There are a couple of shortcomings to the study as well: the anatomical location of sites that failed to disrupt speech was not recorded in detail, so that the probabilistic aspect of the cortical maps presented here only applies at the level of entire gyri. Also, by mapping stimulation sites to a template rather than to the patients’ own cortical anatomy, the authors “discarded” information that would have been helpful to investigate the variability of anatomical-functional relationships in the human cortex. Nevertheless, these minor drawbacks do not diminish the major significance of the present study in any respect.
Future perspectives
Is there a chance that functional brain mapping with non-invasive methods will one day allow physicians to dispense with direct cortical stimulation? Not according to corresponding author Professor Hugues Duffau:
“Non-invasive brain mapping using functional neuroimaging will never be able to localize language functions as accurately as invasive stimulation, because fMRI or DTI [diffusion tensor imaging, a technique that uses MRI to image fiber tracts in the brain’s white matter] are only able to provide indirect information on brain processes.”

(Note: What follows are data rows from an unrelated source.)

PR #381, opened 2026-02-17
feat(cli)!: complyctl redesign

jpower432:
## Summary

The PR implements a `complyctl` to include plugin API and UX breaking changes.

## Related Issues
_Inform any issues relevant to this PR. For example:_

- _Closes #ISSUE_NUMBER_

## Review Hints

For `specs` look at the first commit
For code changes look at the third commit

PR #380, opened 2026-02-16
feat: CPLYTM-1285 - add AMPEL plugin for complyctl

marcusburghardt:
## Summary
Implement a complyctl plugin that translates OSCAL assessment plan rules into AMPEL policy files, scans GitHub/GitLab repositories for branch protection compliance using snappy and ampel verify, and produces per-repository result files mapped to the standardized PVPResult format.

Plugin packages:
- config: Plugin configuration with path resolution
- convert: OSCAL-to-AMPEL policy conversion with CEL expressions
- scan: snappy + ampel verify CLI orchestration
- results: Output parsing, sanitization, and PVP mapping
- targets: Target repository config loading and validation
- toolcheck: Required tool presence validation
- server: policy.Provider interface implementation

Includes specification artifacts (spec, plan, tasks, data model, research, contracts) and 69 unit tests at 86.4% coverage.

## Related Issues

- New feature so we can gradually move from consuming Ampel directly to using it as complyctl plugin where we can benefit from the standardized formats and user interface offered by complyctl.
- https://issues.redhat.com/browse/CPLYTM-1285

## Review Hints

- This PR was assisted by [SpecKit](https://github.com/github/spec-kit) and ClaudeCode Opus 4.6.
- Checking the spec files is the best start to review this PR.
- The initial code was mainly created by code agents and manually reviewed to apply improvements
- I ensured all the context in the README.md, which is the best starting point to review this PR.
- For technical tests, there also a PR in complytime-demos that was developed in parallel. I recommend to use it:
  - https://github.com/complytime/complytime-demos/pull/32

PR #395, opened 2026-03-03
feat: CPLYTM-1321 - add AMPEL plugin for complyctl

marcusburghardt:
## Summary

This PR supersedes https://github.com/complytime/complyctl/pull/380. While https://github.com/complytime/complyctl/pull/380 created the initial implementation of ampel-plugin before https://github.com/complytime/complyctl/pull/381, this PR rebased the ampel plugin on top of https://github.com/complytime/complyctl/pull/381 and did all necessary changes to make it work.

## Related Issues

- ampel-plugin to check branch protection rules using gemara + complyctl + ampel.
- CPLYTM-1285
- CPLYTM-1321

## Review Hints

If you already reviewed the https://github.com/complytime/complyctl/pull/380, I recommend to see only the last commits.
If you didn't review https://github.com/complytime/complyctl/pull/380, I recommend to review the final state of this PR since the first commits were still related to OSCAL.

You can use https://github.com/complytime/complytime-demos/pull/32 to make it easier to test it in practice.


cmd/ampel-plugin/config/config.go
```diff
@@ -0,0 +1,80 @@
...
+	"github.com/complytime/complyctl/internal/complytime"
+)
+
+const (
+	// PluginDir is the subdirectory name for ampel artifacts within the workspace.
+	PluginDir = "ampel"
+	// DefaultPolicyDir is the default directory name for granular AMPEL policy source files.
+	DefaultPolicyDir = "policy"
+	// GeneratedPolicyDir is the workspace subdirectory for generated policy artifacts.
+	GeneratedPolicyDir = "policy"
```
gvauter, line 20: `DefaultPolicyDir` and `GeneratedPolicyDir` are both "policy", so `PolicyDirPath()` and `GeneratedPolicyDirPath()` resolve to the same directory. This means the generated bundle is written into the same directory that `LoadGranularPolicies` reads from. It technically works because `convert.go`  has a check to skip the exact filename.  This could be a bit fragile, perhaps we use a separate directory for generated output (e.g., GeneratedPolicyDir = "generated") so source inputs and generated outputs are cleanly separated and we don't need to ensure we skip the generated file(s)?

cmd/ampel-plugin/server/server.go
```diff
@@ -0,0 +1,227 @@
...
+	generatedDir := config.GeneratedPolicyDirPath()
+	resultsDir := config.ResultsDirPath()
+	specDir := config.SpecDirPath()
+
+	if err := scan.WriteSpecFiles(specDir); err != nil {
+		return nil, fmt.Errorf("writing spec files: %w", err)
+	}
+
+	scanCfg := scan.ScanConfig{
+		PolicyPath: generatedDir + "/" + convert.PolicyFileName,
```
gvauter: nit: perhaps use `filepath.Join(generatedDir, convert.PolicyFileName)`

cmd/ampel-plugin/scan/scan.go
```diff
@@ -0,0 +1,229 @@
...
+// and spec file. The specPath must already be resolved (see ResolveSpecPath).
+func ScanRepository(repo targets.TargetRepository, branch, specPath string, cfg ScanConfig, runner CommandRunner) (*RawScanResult, error) {
+	logger := hclog.Default()
+
+	platform, org, repoName, err := targets.ParseRepoURL(repo.URL)
+	if err != nil {
+		return nil, fmt.Errorf("parsing repository URL: %w", err)
+	}
+
+	if platform != "github" {
```
gvauter: should we add `gitlab` support here as well?

gvauter (dismissed):
Left a few small comments, overall looks good!

jpower432:
@marcusburghardt I did the local testing of this with complyctl demos.

Can you help me understand the use case around `ampel-targets.yaml`? It feels like a redundant configuration surface. Seems like something being created for the plugin and not from the AMPEL ecosystem, right?

The plugin gRPC contract already sends variable to every plugin and plugins can declare this so the configuration is validated with `complyctl doctor` before scans. Would we also want to give the user the ability to use different tokens for different repos?

```
  targets:
    - id: myrepo
      policies:
        - my-source-code-policy
      variables:
        url: https://github.com/myorg/myrepo
        branch: main
        token: ${GITHUB_TOKEN}
   ```

  The specs (e.g., builtin:github/branch-rules.yaml) determine which checks run, not what to scan so it seems like it could be an assessment plan parameter.

WDYT?

File: cmd/ampel-plugin/config/config.go (hunk 1 above)
Comment (marcusburghardt) [reply cmd/ampel-plugin/config/config.go:20]: Hi George, I remember your comment in the old PR. Sure. Let me rework this structure now after rebasing. The plan is to make the directory of granular policies flexible to the user since they are not expected to be present in the system before, like with scap-security-guide for OpenSCAP. Let me check.

File: cmd/ampel-plugin/server/server.go (hunk 2 above)
Comment (marcusburghardt) [reply cmd/ampel-plugin/server/server.go]: Perfect. Thanks for catching this.

Comment (marcusburghardt) [reply cmd/ampel-plugin/server/server.go]: This is the only case I found. Fixed.

File: cmd/ampel-plugin/scan/scan.go (hunk 3 above)
Comment (marcusburghardt) [reply cmd/ampel-plugin/scan/scan.go]: It is actually not necessary this guard since snappy would already take care of this so we keep the flexibility on it. I will remove from the plugin logic. Thanks

File: cmd/ampel-plugin/config/config.go (hunk 1 above)
Comment (marcusburghardt) [reply cmd/ampel-plugin/config/config.go:20]: George, I refactored this part. Now there is a default place within the plugin workspace to host the granular policies but I also made it flexible through variables defined in `complytime.yaml`.

File: cmd/ampel-plugin/scan/scan.go (hunk 3 above)
Comment (marcusburghardt) [reply cmd/ampel-plugin/scan/scan.go]: Removed.

**Comment by marcusburghardt** [comment]
> @marcusburghardt I did the local testing of this with complyctl demos.
> 
> Can you help me understand the use case around `ampel-targets.yaml`? It feels like a redundant configuration surface. Seems like something being created for the plugin and not from the AMPEL ecosystem, right?
> 
> The plugin gRPC contract already sends variable to every plugin and plugins can declare this so the configuration is validated with `complyctl doctor` before scans. Would we also want to give the user the ability to use different tokens for different repos?
> 
> ```
>   targets:
>     - id: myrepo
>       policies:
>         - my-source-code-policy
>       variables:
>         url: https://github.com/myorg/myrepo
>         branch: main
>         token: ${GITHUB_TOKEN}
> ```
> 
> The specs (e.g., builtin:github/branch-rules.yaml) determine which checks run, not what to scan so it seems like it could be an assessment plan parameter.
> 
> WDYT?

Hi @jpower432 , thanks for asking. It was the implementation before we discussed the configuration file. I refactored this part of the plugin to get rid of `ampel-targets.yaml` and incorporated all necessary information in `complytime.yaml` so they are centralized. I imagine this configuration file may be reviewed in the future if we have multiple plugins with multiple different variables and targets that make the file too noisy, but this is not the case now and if necessary we can adapt on-demand, so I am opting to keep things simple and centralized now, aligned with your suggestion.

**Comment by marcusburghardt** [comment]
@gvauter and @jpower432 , I rebased the branch, also squashed all old commits related to the old API (OSCAL) so we keep the plugin evolution history but without noise, also implemented changes based on your feedback. The complytime-demos PR is also updated so you can easily test the recent changes. Could you take another look, please?

File: specs/001-ampel-branch-scan/contracts/plugin-manifest-schema.md
Comment (jpower432) [inline specs/001-ampel-branch-scan/contracts/plugin-manifest-schema.md:1]: Nit: This might be leftover from the OSCAL implementation

File: internal/complytime/config.go [hunk 4]
```diff
@@ -75,12 +79,21 @@ func (p PolicyEntry) EffectiveID() string {
...
 // TargetConfig binds a scan target to one or more policies with optional variables.
 // Policies are referenced by their effective ID (explicit or derived).
 type TargetConfig struct {
-	ID        string            `yaml:"id"`
-	Policies  []string          `yaml:"policies"`
-	Variables map[string]string `yaml:"variables,omitempty"`
+	ID           string            `yaml:"id"`
+	Policies     []string          `yaml:"policies"`
+	Variables    map[string]string `yaml:"variables,omitempty"`
+	Repositories []Repository      `yaml:"repositories,omitempty"`
```
jpower432: This seems like it is coupling CLI to the AMPEL plugin implementation. Is there a way to generalize this so the a user could pass in the information AMPEL needs in the existing target variables field? 
```suggestion
```

cmd/ampel-plugin/server/server.go
```diff
@@ -0,0 +1,275 @@
...
+func New() *PluginServer {
+	return &PluginServer{}
+}
+
+// Describe returns the plugin metadata and health status.
+func (s *PluginServer) Describe(_ context.Context, _ *plugin.DescribeRequest) (*plugin.DescribeResponse, error) {
+	return &plugin.DescribeResponse{
+		Healthy:                 true,
+		Version:                 "0.1.0",
+		RequiredTargetVariables: []string{},
```
jpower432: You can require target variables here
```suggestion
		RequiredTargetVariables: []string{branches, token, url},
```

jpower432 (changes requested):
@marcusburghardt I saw that the `complyctl` config was update with AMPEL specific fields, I made some suggestions in the code to clarify my suggestion. In the `Describe` a plugin can declared required target variable that can be validated against the config.

internal/complytime/config.go
marcusburghardt: Hum, so instead of passing a group of targets grouped by platform, pass each target individually and then ensure required variables. I think we can do that. At least the URL should be required. The others are optional with a default. Let me see how it would be.

cmd/mock-oci-registry/testdata/ampel-branch-protection-catalog.yaml
```diff
@@ -0,0 +1,63 @@
+title: Branch Protection Controls
+metadata:
+    id: ampel-branch-protection
```
jpower432:
```suggestion
    id: repo-branch-protection
```

cmd/mock-oci-registry/testdata/ampel-branch-protection-catalog.yaml
```diff
@@ -0,0 +1,63 @@
...
+    author:
+        id: complytime
+        name: ComplyTime
+        type: Software-Assisted
+families:
+    - id: source-code
+      title: Source Code Protection
+      description: Controls for protecting source code repositories via branch protection rules
+controls:
+    - id: bp-1
```
jpower432: Nit
```suggestion
    - id: BP-1
```

cmd/mock-oci-registry/testdata/ampel-branch-protection-catalog.yaml
```diff
@@ -0,0 +1,63 @@
...
+      title: Require Pull Request Reviews
+      objective: Protected branches must require pull request reviews before merging
+      family: source-code
+      assessment-requirements:
+          - id: SC-CODE-01.01-ar
+            text: Protected branches must require pull request reviews
```
jpower432: This is usually different than the objective. The objective is more what you are trying to achieve (or avoid) by putting this in place.
```suggestion
            text: Direct pushes to protected branches MUST be blocked
```

cmd/mock-oci-registry/testdata/ampel-branch-protection-catalog.yaml
```diff
@@ -0,0 +1,63 @@
...
+            applicability:
+                - GitHub repositories
+                - GitLab repositories
+    - id: bp-2
+      title: Require Minimum Approvals
+      objective: Pull requests to protected branches must have a minimum number of approvals
```
jpower432, line 26: This is more about code review right? The OSPSB has a good control around this - https://github.com/ossf/security-baseline/blob/bf7525fda3a70436ce58d16f67437ee794db6c51/baseline/OSPS-QA.yaml#L520. Maybe we can just import.

cmd/mock-oci-registry/testdata/ampel-branch-protection-catalog.yaml
```diff
@@ -0,0 +1,63 @@
...
+        id: complytime
+        name: ComplyTime
+        type: Software-Assisted
+families:
+    - id: source-code
+      title: Source Code Protection
+      description: Controls for protecting source code repositories via branch protection rules
+controls:
+    - id: bp-1
+      title: Require Pull Request Reviews
```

Another frequently highlighted difference between fMRI and direct stimulation studies of cognitive functions is that the former reveals all the cerebral areas that participate in a given task, whereas the latter focuses on those that are absolutely necessary in order to accomplish it, and is thus the preferred approach in the specific situation of neurosurgery.
Direct cortical stimulation is not limited to the exploration of speech production: Prof. Duffau and his team have also probed the anatomical correlates of semantic and syntactic processing, visual-verbal congruence judgments, spatial awareness, mentalistic inferences (the attribution of mental states to others), and the anatomical correlates of consciousness. More generally, direct electrical stimulation of the brain offers unique insights into the localization of neurological and cognitive functions in humans, and future studies will likely continue to enrich our understanding of the human brain’s anatomical and functional organization.
Any views expressed are those of the author, and do not necessarily reflect those of PLOS.
References
Tate MC, Herbet G, Moritz-Gasser S, Tate JE, Duffau H. Probabilistic map of critical functional regions of the human cerebral cortex: Broca’s area revisited. Brain. 2014 Oct;137(Pt 10):2773-82. doi: 10.1093/brain/awu168.